You are more fun than bubble wrap! You’re so thoughtful. Thank you for being my friend and listening. You are making a difference!
Compliments – wow they can make our day, don’t they? January 24 is National Compliment Day and a reminder to share compliments because they can change the world. The power of a compliment is pretty remarkable: either giving or receiving one can boost your happiness and confidence — making the act a win-win. You never know when someone could use some good vibes, so spread the positivity by giving someone a reason to smile!
“A compliment is verbal sunshine.” – Robert Orben
Ever have one of those down days, but then you receive a compliment from someone that turns your mood around? While compliments may seem simple, they can have a large impact on you and the people around you, creating a ripple of positivity. I like that image – a ripple of positivity.
Our brains are wired to receive the words of a compliment at the same level as as being paid a monetary reward. When we get a compliment, the dopamine receptors in our brain spike. These receptors are responsible for our brain’s built-in reward system. When our dopamine receptors activate, it confirms to our body that we’re doing something right.
A sincere compliment leaves you with a little more joy and maybe a smile on your face. That’s true when you receive a compliment, but it’s also true when you’re giving one!
Being sincere is a must. Some people may make the mistake of formulating their compliment around making the other person feel good, even if the compliment isn’t reflective of their true feelings. Make sure your compliment reflects something you genuinely admire about this person.
Short and specific are also elements of a great compliment.
Anyone else a bit embarrassed then receiving a compliment? I sure am. Sometimes it makes me feel vulnerable realizing they have been watching me. Lately I am trying to savor that moment more and simply say thank you.
We were in the middle of the grocery store when an elderly lady in her motorized shopping cart rode right up next to my husband and me. I recognized her from my area, but her name totally escaped my mind. “I have been wanting to tell you,” she said, “how much I enjoy reading your articles you write. Whenever I see your name, I read the whole thing. Just love your writing.”

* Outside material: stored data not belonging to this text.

PR #615, opened 2026-06-08
UX a day: Preserve navigation state when switching between map, orders, and chat

JorenC:
I implemented this because it's a very good desktop improvement - we had this in the old Dip (based on user feedback), it makes logical sense, and I just got it re-affirmed/reminded by this beta tester. Sounded like a good 'UX a day' small improvement:
https://github.com/johnpooch/diplicity-react/discussions/614

This feature makes switching back and forth between the map while being in a conversation much easier — you can quickly jump to the map to check a position and return to exactly where you were in chat without losing your place.

## Changes

** Allow multi-line messages
- On mobile, enter now adds a newline. Pressing the 'send' button sends it. 
- On desktop, alt+enter now adds a newline. Pressing 'enter' sends it. 
image
image

**Chat tab remembers your position**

I stammered out a weak thank you. Smiling, I told her I enjoyed my job as a feature writer (I was working at that time for our local newspaper) and the opportunity to meet lots of people and learn new things.
The next day a church member told me she had seen a nurse I used to work with at the health department. “She said you were the best boss she ever had. Thought you would enjoy hearing that.”
Wow, two unexpected compliments. Why did they make me feel so uncomfortable, instead of joyful? To be honest I thought, “Oh, no something bad is going to happen now.” Why can’t I just breath in the fresh air of nice words and bask in its pleasure for a moment? Why do I always think I am unworthy of these simple gestures of kindness?
Publicly I responded the “correct” way. I thanked the giver verbally and with my smile. I accepted the compliments externally with good manners. But internally…
Why are we so uncomfortable with legitimate compliments? Probably because there are so few on them (now that is sad, isn’t it?). Maybe because we have been hurt in the past by false compliments or compliments used to get something. Maybe the compliment stirs up a fear of success and now I have to live up to that expectation. Is it a learned habit of not trusting others or leaning towards a low self-esteem?
My mama used to say we should pass onto others when I hear a compliment said about them that they may not have heard. Another way of spreading a good word. Compliments not only change the person being complimented – it changes us to the better too. We begin to notice the good in others. We find the qualities we want to model.
Mark Twain wrote: “I can live for two months on a good compliment,”
Genuine praise is never wrong. It simply acknowledges the truth that’s there. Let’s practice this skill more often both in giving and receiving and see the ripple effects of spreading good words can do for the world.
Thank you for reading this wandering blog post today. You are the best!

Jean, as I read your words, this verse comes right to mind – ‘But encourage one another daily, as long as it is called “Today,” so that none of you may be hardened by sin’s deceitfulness.’
– Hebrews 3:13
Thanks for speaking encouragement and wisdom into my life. You know I’m appreciative, friend.
Great verse to ponder upon too. Let’s keep encouraging one another!!
You are so right, Jean. To give a compliment is to create sparks of joy–not only for the one receiving but even more so for the giver. Just like Jesus said, as quoted in Acts 20:35: “It is more blessed to give than to receive.” I believe that includes compliments!
sparking joy. I like that phrase, Nancy!